§ **Material provided**
==========

PR #1396, opened 2020-05-05
Update svg_elements.py

### LINKED ISSUE #1395: No G03 codes in .SVG import.
When opening wings.svg in bCNC 0.9.14-dev: (With Python 3.6.9 on Linux Mint Xfce) all the arcs in a path are read as G02 codes, while 10 of them should be G03.
The file was exported from FreeCAD 0.18.16146
When the file is opened in Xviewer or Inkscape it looks as expected.
The coordinates are OK, When I manually change the G02 codes to G03 in bCNC the path is good.

[wings.svg.zip](https://github.com/vlachoudis/bCNC/files/4541945/wings.svg.zip)

DodoLaSaumure:
fix  #1395
works both with py2 & py3 (tested)

### DIFF
--- a/bCNC/lib/svg_elements.py
+++ b/bCNC/lib/svg_elements.py
@@ -3604,7 +3604,7 @@ class Arc(PathSegment):
 
         self.prx.matrix_transform(rotate_matrix)
         self.pry.matrix_transform(rotate_matrix)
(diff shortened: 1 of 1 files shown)


Harvie:
thanks.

==========

§ **Task statement**
Copy, exactly as written, the lines above, beginning with the one that contains "The coordinates are" and ending with the last.

§ **Result of the exercise**
The coordinates are OK, When I manually change the G02 codes to G03 in bCNC the path is good.

[wings.svg.zip](https://github.com/vlachoudis/bCNC/files/4541945/wings.svg.zip)

DodoLaSaumure:
fix  #1395
works both with py2 & py3 (tested)

### DIFF
--- a/bCNC/lib/svg_elements.py
+++ b/bCNC/lib/svg_elements.py
@@ -3604,7 +3604,7 @@ class Arc(PathSegment):
 
         self.prx.matrix_transform(rotate_matrix)
         self.pry.matrix_transform(rotate_matrix)
(diff shortened: 1 of 1 files shown)


Harvie:
thanks.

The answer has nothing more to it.